On this day, I have had more than my share of distractions following my job teaching summer school.  But I consider myself fortunate that I still found some cracks in my schedule to read, to think, to write, to compose some thoughts on this notion of genius.  As I write this, I am aware of file cabinets jammed with my old sermon manuscripts, my graduate school term papers, my lectures from college and high school classrooms, public speeches given, and over 130 volumes of my journals dating back to 1987.  And I look across my library shelves jammed with volumes filled with highlighted, underscored and marginally-noted texts spanning over three decades.  The shelves are also crowded with VHS tapes and DVDs of documentary and Teaching Company lectures.  And they continue to whisper their invitations for me to explore new pastures, but I simply cannot get at them all, not just now, and probably never will.  Yet still I find time sufficient to think on these treasures, and tonight am delighted to have a little space to write what’s on my heart.  On this day I have had the pleasure of looking over the words and images of some of our world’s greatest creators, and I’ve even had a little time to make my own contribution.  It’s been a good day.

Thanks for reading.

I paint in order to remember.

I journal when I feel alone.

I blog to remind myself that I am not quite alone.

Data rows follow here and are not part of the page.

Issue #1662, opened 2024-08-06
[QA] Steps of the avatar are reproduced as the landing sound


anicalbano:
### **Explorer Alpha build versions:**
v0.17.0

### **Issue Description:**

The steps of the avatar are not sounding as steps but as if the avatar is constantly falling (it can be heard as if there are multiple steps once the avatar stops walking or running.

As Alvaro mentioned, this might be a problem with the character controller and the `is Grounded` checking.

#### **Evidence:**

https://github.com/user-attachments/assets/97a6f08d-82c8-4bad-8e00-08f9c7497168

PR #1849, opened 2024-08-21
fix: Avatar sfx issues

fcolarich:
## What does this PR change?

Basically when the AvatarAnimationEventsHandler class was refactored we didnt consider the different types of sounds that should be played (walk, land or jump) and also the movement threshold from the blend tree of the animator was returning the same value (None) both for valid and invalid cases.
This caused that first, all types of movement played always jump sounds and second that we had lingering sounds after walking because the blend tree was in a non 0 state returning None as movement type.
These fixes address both those issues.

## How to test the changes?

Just walk, jump and stomp around. SFX should play correctly now as well as particles.

Fixes (https://github.com/decentraland/unity-explorer/issues/1662)

### DIFF
--- a/Explorer/Assets/DCL/Character/CharacterMotion/Animation/AvatarAnimationEventsHandler.cs
+++ b/Explorer/Assets/DCL/Character/CharacterMotion/Animation/AvatarAnimationEventsHandler.cs
@@ -47,6 +47,7 @@ namespace DCL.CharacterMotion.Animation
         public void AnimEvent_Jump()
         {
             var movementState = GetMovementState();
+            if (movementState == MovementKind.None) return;
 
             if (TryPlayAnimEventFX(lastJumpTime, jumpIntervalSeconds, centerBottomTransform, AvatarAnimationEventType.Jump,
                     movementState switch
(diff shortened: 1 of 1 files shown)


davidejensen (approved):
Niceeeeee

Explorer/Assets/DCL/Character/CharacterMotion/Animation/AvatarAnimationEventsHandler.cs
```diff
@@ -46,22 +46,50 @@ public class AvatarAnimationEventsHandler : MonoBehaviour
...
+
+            float interval = GetIntervalFor(movementState);
+
+            if (TryPlayAnimEventFX(lastFootstepTime, interval, footTransform, AvatarAnimationEventType.Step,
+                    movementState switch
+                    {
+                        MovementKind.Jog => AvatarAudioClipType.StepJog,
+                        MovementKind.Run => AvatarAudioClipType.StepRun,
+                        _ => AvatarAudioClipType.StepWalk,
+                    }))
```
dalkia, line 92: Looks like this logic block can be extracted, since its repeated three times. Its also kind of weird to sww a switch inside and if statemte

dalkia (changes requested):
Nice! This was really annoying me

Leaving some DRY suggestion

Explorer/Assets/DCL/Character/CharacterMotion/Animation/AvatarAnimationEventsHandler.cs
fcolarich: Actually the returned AvatarAudioClipType is different for each kind of movementState (jump, step or land), but its true we can extract it to a more clean method that takes that info and produces the right AvatarAudioClipType. 
Nice :)

dalkia (approved):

P. S.–Wordpress has seen fit to “surprise” us with yet another new format, so I simply created my blog on a Word document, then cut and pasted it to this.  I do not yet know how to connect this blog to facebook, Twitter, Linked-In and the other avenues as I did before.  I also haven’t figured out how to tag and categorize this article.  I get to start this stuff all over again, it appears. Thanks, WordPress.


6 Responses to “Genius”

  1. Xraypics Says:

    Hey David, Isn’t it interesting and not a little irritating to find WordPress has “updated” once again, just as I was getting used to it too. I’ve been writing in Word ever since starting blogging then cut&pasted which is easiest since work is sometimes lost once it has been typed into this format. I wrote to say that I too was a little stung by your quote. I retired from the hospital today. Maybe, just maybe I shall spend more time on the more important things in life, like my art. I do enjoy reading your musings. Tony

    Liked by 1 person

    • davidtripp Says:

      Wow, Tony, I’ve been out of the loop too long. Congratulations on your retirement! I am so thrilled for you, thinking now that you can follow your bliss and answer to no one else. Imagine what is about to happen in your life! Please keep me posted.


  2. BJR Says:

    Yesterday was one of those days where I had to “force” myself to draw…but I felt all the better for it. Today I did it again…but found it a bit easier. I shall continue, and thus I continue to find JOY in creating. Pain makes drawing look hard ofttimes, and if I give into that….it starts me down a road I don’t like. So I force myself sometimes. All the diaries and books with underlining in them (which I have many!!) will be worthwhile in the future to someone. 😉


    • davidtripp Says:

      Today I’m feeling kind of flat, and your response has inspired me to pick up and try again. Thank you so much for the right words at the right time. You are truly an inspiration.


      • BJR Says:

        Thank you! I’m so glad I was able to inspire! Saturday and Sunday I completed four pages in one of my art journals. (Medium size.) By the third one I was enjoying it to the fullest…and the fourth took me away from the pain. 😉 The JOY of creating something on paper with a bit of ink and inspiration from “inside” is awesome. So fulfilling. Some day I hope to share one of them with you.


      • davidtripp Says:

        I would love to see your work, thank you. Yesterday I had a good day of “production” even if only for my own satisfaction. Already today I am working on some new ideas. It feels good to be doing this again.